● **PROMPT**
The word "bnbPrice" occurs in some lines of the data. Return each such line.

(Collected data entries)
-- Opening Marker --

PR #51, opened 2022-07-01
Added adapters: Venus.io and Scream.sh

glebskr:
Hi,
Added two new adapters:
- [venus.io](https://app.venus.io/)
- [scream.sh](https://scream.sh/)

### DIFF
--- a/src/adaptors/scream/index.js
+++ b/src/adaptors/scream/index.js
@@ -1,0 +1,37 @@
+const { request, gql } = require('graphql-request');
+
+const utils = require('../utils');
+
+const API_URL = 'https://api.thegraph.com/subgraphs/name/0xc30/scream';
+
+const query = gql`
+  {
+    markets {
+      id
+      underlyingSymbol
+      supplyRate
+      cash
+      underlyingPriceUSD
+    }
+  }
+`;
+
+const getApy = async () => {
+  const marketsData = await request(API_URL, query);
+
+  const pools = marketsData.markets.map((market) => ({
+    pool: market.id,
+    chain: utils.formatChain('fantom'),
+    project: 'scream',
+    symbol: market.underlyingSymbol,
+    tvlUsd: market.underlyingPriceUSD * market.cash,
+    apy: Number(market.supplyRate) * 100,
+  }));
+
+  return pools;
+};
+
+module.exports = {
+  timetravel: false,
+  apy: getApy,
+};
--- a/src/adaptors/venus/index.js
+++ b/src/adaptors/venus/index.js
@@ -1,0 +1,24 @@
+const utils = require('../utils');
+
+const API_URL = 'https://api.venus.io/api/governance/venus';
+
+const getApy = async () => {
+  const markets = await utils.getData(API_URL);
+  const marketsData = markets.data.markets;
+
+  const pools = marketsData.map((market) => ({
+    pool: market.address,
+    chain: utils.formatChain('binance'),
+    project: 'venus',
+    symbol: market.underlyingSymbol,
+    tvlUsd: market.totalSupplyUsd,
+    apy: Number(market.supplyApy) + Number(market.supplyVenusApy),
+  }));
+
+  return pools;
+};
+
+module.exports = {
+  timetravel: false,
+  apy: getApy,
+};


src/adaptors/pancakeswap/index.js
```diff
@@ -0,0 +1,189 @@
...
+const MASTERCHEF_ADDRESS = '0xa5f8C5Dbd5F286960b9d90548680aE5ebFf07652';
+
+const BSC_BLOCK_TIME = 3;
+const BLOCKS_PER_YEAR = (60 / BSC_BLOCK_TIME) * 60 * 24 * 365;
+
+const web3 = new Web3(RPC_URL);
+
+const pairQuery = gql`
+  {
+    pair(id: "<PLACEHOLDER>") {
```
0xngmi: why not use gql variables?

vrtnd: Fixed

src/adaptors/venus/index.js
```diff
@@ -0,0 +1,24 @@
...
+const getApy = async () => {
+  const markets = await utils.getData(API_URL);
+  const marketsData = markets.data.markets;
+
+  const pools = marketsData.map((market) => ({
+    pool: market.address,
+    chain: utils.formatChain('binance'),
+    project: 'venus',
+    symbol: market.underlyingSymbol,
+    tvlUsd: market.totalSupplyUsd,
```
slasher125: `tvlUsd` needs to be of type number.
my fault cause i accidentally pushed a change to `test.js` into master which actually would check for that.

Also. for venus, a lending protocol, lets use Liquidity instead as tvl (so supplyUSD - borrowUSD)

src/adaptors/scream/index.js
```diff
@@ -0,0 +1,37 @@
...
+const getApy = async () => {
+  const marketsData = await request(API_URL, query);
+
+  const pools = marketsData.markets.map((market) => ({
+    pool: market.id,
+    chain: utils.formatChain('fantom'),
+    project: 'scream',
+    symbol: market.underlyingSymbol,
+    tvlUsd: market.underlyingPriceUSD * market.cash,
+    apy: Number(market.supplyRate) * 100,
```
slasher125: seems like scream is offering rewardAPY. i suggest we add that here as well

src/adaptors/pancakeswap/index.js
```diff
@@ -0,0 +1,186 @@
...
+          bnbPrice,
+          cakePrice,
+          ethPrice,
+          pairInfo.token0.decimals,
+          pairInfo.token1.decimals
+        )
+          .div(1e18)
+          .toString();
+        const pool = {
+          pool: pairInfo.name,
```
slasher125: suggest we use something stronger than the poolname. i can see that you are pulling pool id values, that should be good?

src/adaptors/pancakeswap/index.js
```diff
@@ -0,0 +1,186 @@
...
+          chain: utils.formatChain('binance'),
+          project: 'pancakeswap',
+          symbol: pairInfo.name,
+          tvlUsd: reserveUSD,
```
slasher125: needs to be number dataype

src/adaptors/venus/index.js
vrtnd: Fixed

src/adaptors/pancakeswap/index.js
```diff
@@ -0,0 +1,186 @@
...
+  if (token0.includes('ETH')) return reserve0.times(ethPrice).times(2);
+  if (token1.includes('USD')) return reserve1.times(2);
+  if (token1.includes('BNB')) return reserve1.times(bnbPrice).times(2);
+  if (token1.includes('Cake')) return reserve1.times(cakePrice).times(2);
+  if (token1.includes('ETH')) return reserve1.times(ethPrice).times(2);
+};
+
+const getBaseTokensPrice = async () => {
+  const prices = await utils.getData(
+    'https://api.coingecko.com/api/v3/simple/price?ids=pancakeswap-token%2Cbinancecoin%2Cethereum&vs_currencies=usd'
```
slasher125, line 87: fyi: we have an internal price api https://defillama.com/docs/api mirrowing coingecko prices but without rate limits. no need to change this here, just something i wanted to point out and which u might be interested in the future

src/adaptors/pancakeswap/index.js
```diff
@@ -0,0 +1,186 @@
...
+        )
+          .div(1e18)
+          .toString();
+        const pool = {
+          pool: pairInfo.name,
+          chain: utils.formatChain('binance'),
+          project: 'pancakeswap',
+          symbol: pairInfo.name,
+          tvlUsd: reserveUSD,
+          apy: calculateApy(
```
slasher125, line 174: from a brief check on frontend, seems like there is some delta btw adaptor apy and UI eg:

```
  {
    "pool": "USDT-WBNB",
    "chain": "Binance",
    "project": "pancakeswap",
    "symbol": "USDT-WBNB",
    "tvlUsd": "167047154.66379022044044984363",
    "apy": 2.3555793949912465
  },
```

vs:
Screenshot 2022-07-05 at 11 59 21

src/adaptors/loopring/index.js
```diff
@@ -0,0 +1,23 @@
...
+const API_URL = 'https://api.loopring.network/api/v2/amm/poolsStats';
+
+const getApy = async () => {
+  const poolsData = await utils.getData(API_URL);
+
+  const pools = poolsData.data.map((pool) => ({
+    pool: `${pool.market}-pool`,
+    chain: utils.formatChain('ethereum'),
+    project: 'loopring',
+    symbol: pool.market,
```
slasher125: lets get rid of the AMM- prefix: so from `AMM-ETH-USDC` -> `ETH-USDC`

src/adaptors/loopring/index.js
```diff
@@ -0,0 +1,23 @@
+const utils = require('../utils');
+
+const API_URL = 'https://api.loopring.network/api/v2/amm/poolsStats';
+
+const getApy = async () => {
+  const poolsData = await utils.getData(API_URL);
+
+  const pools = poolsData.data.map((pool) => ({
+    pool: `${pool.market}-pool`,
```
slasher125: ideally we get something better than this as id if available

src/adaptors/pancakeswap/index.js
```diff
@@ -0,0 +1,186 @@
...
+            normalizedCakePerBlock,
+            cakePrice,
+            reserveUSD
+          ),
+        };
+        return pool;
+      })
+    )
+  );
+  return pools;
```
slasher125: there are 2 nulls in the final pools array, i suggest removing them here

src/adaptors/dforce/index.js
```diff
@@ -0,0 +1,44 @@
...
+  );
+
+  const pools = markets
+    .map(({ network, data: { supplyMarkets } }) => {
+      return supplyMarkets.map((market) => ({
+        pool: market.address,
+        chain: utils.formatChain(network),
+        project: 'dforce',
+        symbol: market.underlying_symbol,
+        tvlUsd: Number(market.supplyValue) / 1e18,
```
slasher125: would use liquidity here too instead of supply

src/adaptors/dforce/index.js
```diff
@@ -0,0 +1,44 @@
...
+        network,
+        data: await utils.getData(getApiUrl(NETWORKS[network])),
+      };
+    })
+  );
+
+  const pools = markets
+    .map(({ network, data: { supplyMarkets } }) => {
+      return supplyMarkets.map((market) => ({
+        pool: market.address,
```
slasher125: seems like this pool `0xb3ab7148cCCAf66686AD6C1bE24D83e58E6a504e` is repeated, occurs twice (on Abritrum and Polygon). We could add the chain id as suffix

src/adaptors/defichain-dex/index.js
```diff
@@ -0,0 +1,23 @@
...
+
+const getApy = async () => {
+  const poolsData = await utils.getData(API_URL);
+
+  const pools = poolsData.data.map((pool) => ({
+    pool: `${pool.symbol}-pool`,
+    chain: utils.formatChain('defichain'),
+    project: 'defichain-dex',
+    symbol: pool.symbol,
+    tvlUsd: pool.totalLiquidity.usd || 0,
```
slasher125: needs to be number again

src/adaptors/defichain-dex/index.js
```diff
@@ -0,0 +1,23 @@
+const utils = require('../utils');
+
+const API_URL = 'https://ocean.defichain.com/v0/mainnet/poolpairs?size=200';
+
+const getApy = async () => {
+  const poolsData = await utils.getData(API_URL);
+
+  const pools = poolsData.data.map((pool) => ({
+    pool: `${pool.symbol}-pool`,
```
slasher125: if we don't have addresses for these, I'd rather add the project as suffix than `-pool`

-- Closing Marker --

● **OUTPUT BELOW**
+          bnbPrice,
+  if (token1.includes('BNB')) return reserve1.times(bnbPrice).times(2);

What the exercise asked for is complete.